Najafi, Pejman; Sapegin, Andrey; Cheng, Feng; Meinel, Christoph
International Conference on Security and Privacy in Communication Systems
In this paper, we tackle the problem of detecting malicious domains and IP addresses using graph inference. In this regard, we mine proxy and DNS logs to construct an undirected graph in which vertices represent domain and IP address nodes, and the edges represent relationships describing an association between those nodes. More specifically, we investigate three main relationships: subdomainOf, referredTo, andresolvedTo. We show that by providing minimal ground truth information, it is possible to estimate the marginal probability of a domain or IP node being malicious based on its association with other malicious nodes.
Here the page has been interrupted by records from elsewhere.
PR #2854, opened 2022-12-30
Escape error.log fields ('data', etc.) value

airween:
This patch escapes the log's `data` field, similar as mod_security2 does.

The aim is to help to process the content for log parsers.


airween:
May be we should add the new function [here](https://github.com/SpiderLabs/ModSecurity/blob/v3/master/src/operators/operator.cc#L111-L128) too:

```diff
--- a/src/operators/operator.cc
+++ b/src/operators/operator.cc
@@ -112,17 +112,17 @@ std::string Operator::resolveMatchMessage(Transaction *t,
         if (m_couldContainsMacro == false) {
             ret = "Matched \"Operator `" + m_op + "' with parameter `" +
                 utils::string::limitTo(200, m_param) +
-                "' against variable `" + key + "' (Value: `" +
-                utils::string::limitTo(100,
-                    utils::string::toHexIfNeeded(value)) + \
+                "' against variable `" + 
+                utils::string::log_escape_hex(utils::string::limitTo(100, key)) + "' (Value: `" +
+                utils::string::log_escape_hex(utils::string::limitTo(100, value)) +
                 "' )";
         } else {
             std::string p(m_string->evaluate(t));
             ret = "Matched \"Operator `" + m_op + "' with parameter `" +
                 utils::string::limitTo(200, p) +
-                "' against variable `" + key + "' (Value: `" +
-                utils::string::limitTo(100,
-                    utils::string::toHexIfNeeded(value)) +
+                "' against variable `" +
+                utils::string::log_escape_hex(utils::string::limitTo(100, key)) + "' (Value: `" +
+                utils::string::log_escape_hex(utils::string::limitTo(100, value)) +
                 "' )";
         }
     }
```

I didn't find any occurrence where the user input appears.

There is a similar function [toHexIfNeeded()](https://github.com/SpiderLabs/ModSecurity/blob/v3/master/src/utils/string.cc#L139-L152), but it does not encode `"`.

src/rule_message.cc
```diff
@@ -31,7 +31,7 @@ std::string RuleMessage::_details(const RuleMessage *rm) {
     msg.append(" [id \"" + std::to_string(rm->m_ruleId) + "\"]");
     msg.append(" [rev \"" + rm->m_rev + "\"]");
     msg.append(" [msg \"" + rm->m_message + "\"]");
-    msg.append(" [data \"" + utils::string::limitTo(200, rm->m_data) + "\"]");
+    msg.append(" [data \"" + utils::string::log_escape_hex(utils::string::limitTo(200, rm->m_data)) + "\"]");
```
martinhsv: We probably shouldn't restrict encoding of the double-quote character to only the 'data' item. That character could plausibly also appear in other items that can be filled via variable expansion in a rule. The most obvious additional item is 'msg', but 'tag' could also be affected.

src/utils/string.cc
```diff
@@ -267,6 +267,28 @@ void replaceAll(std::string *str, const std::string& from,
     }
 }
 
+std::string log_escape_hex(std::string s) {
```
martinhsv: The new functionality is highly comparable to the pre-existing function toHexIfNeeded().

The name for the new function proposed here doesn't really communicate what it's doing (the fn only cares about the double quote character) and it's unnecessarily dissimilar to the existing function.

I would suggest a name something like toHexSingleChar might be advantageous, along with an additional interface change:

It's pretty easy to make this new function at least slightly more generic by passing in the char we care about. I.e. the function can include a second parameter of type 'char' that indicates which character should be encoded when the function is called.

As for the guts of the function:

As stated earlier, the implementation details of this function are very similar to toHexIfNeeded(). It's preferable from a maintenance perspective not to adopt a different implementation methodology here. I.e. just copy the internals of the existing function and then change the 'if' condition.

martinhsv (commented):
See comments both for when a new function should be called, and comments about specifics about a new function.

src/rule_message.cc
airween: Yes, you are right. I reviewed mod_security2's code, and found that more field are also escaped beside the `[data]` and as you mentioned the `[msg]`. These are also escaped:

[[id]](https://github.com/SpiderLabs/ModSecurity/blob/v2/master/apache2/re.c#L2227-L2228), [[rev]](https://github.com/SpiderLabs/ModSecurity/blob/v2/master/apache2/re.c#L2231-L2232), [[msg]](https://github.com/SpiderLabs/ModSecurity/blob/v2/master/apache2/re.c#L2241-L2242), [[ver]](https://github.com/SpiderLabs/ModSecurity/blob/v2/master/apache2/re.c#L2272-L2273), [[tag]](https://github.com/SpiderLabs/ModSecurity/blob/v2/master/apache2/re.c#L2298-L2299)

I think that would be fine to add these too - then the v3 logformat would be even more compatible with v2.

What do you think?

src/utils/string.cc
airween: > The new functionality is highly comparable to the pre-existing function toHexIfNeeded().

yes, I saw that, but I didn't want to modify.

> The name for the new function proposed here doesn't really communicate what it's doing (the fn only cares about the double quote character) and it's unnecessarily dissimilar to the existing function.

the name comes from v2 naming - it's the same.
 
> I would suggest a name something like toHexSingleChar might be advantageous, along with an additional interface change:
> 
> It's pretty easy to make this new function at least slightly more generic by passing in the char we care about. I.e. the function can include a second parameter of type 'char' that indicates which character should be encoded when the function is called.
> 
> As for the guts of the function:
> 
> As stated earlier, the implementation details of this function are very similar to toHexIfNeeded(). It's preferable from a maintenance perspective not to adopt a different implementation methodology here. I.e. just copy the internals of the existing function and then change the 'if' condition.

Right, I see. I'm going to review and modify.

src/rule_message.cc
martinhsv: [msg] and [tag] for sure, per my earlier comments.

[ver] ==> this is probably unlikely, but, it does support variable expansion, so: yes, include that one too
[rev] ==> even more obscure since it doesn't support population from untrusted input, but since an admin could, in theory, hard-code the double-quote character, I guess I'll say: yes, do this one too
[id] ==> I'll say no here. It's a bit debatable, but since there's no way to include a double-quote character here, I'd lean towards avoiding an extra specific encoding call.

airween: This is done by commit 105c590.

src/utils/string.cc
airween: Thanks for sharing your idea.

I modified the function, but a little differently than you described above. Hope you will like that.

> The name for the new function proposed here doesn't really communicate what it's doing (the fn only cares about the double quote character) and it's unnecessarily dissimilar to the existing function.

Not exactly. As I explained, I would have follow the behavior of v2 [log escape fn](https://github.com/SpiderLabs/ModSecurity/blob/v2/master/apache2/msc_util.c#L1304-L1307). That changes the characters below 31, above 127 or if it's the `"` or `\` (34 or 92).

The function [toHexIfNeeded()](https://github.com/SpiderLabs/ModSecurity/blob/v3/master/src/utils/string.cc#L139-L152) does the similar, except it does not escape `"` and `\`. Now I added a new prototype of the `toHexIfNeeded()` with an optional boolean argument, which marks the caller wants to encode special chars too (`"` and `\`). The old prototype is still exists, it calls the new one with `false` at the second argument.

Now it fits for the necessary behavior, and easy to understand it, I guess.

I keep this review unresolved, let me know if you have any additional note.

src/utils/string.h
```diff
@@ -72,6 +73,7 @@ void replaceAll(std::string *str, const std::string& from,
     const std::string& to);
 std::string removeWhiteSpacesIfNeeded(std::string a);
 std::string parserSanitizer(std::string a);
+std::string log_escape_hex(std::string s);
```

This is achieved by adopting belief propagation, i.e., an efficient and popular inference algorithm used in probabilistic graphical models. We have implemented our system in Apache Spark and evaluated using one day of proxy and DNS logs collected from a global enterprise spanning over 2 terabytes of disk space. In this regard, we show that our approach is not only efficient but also capable of achieving high detection rate (96% TPR) with reasonably low false positive rates (8% FPR). Furthermore, it is also capable of fixing errors in the ground truth as well as identifying previously unknown malicious domains and IP addresses. Our proposal can be adopted by enterprises to increase both the quality and the quantity of their threat intelligence and blacklists using only proxy and DNS logs.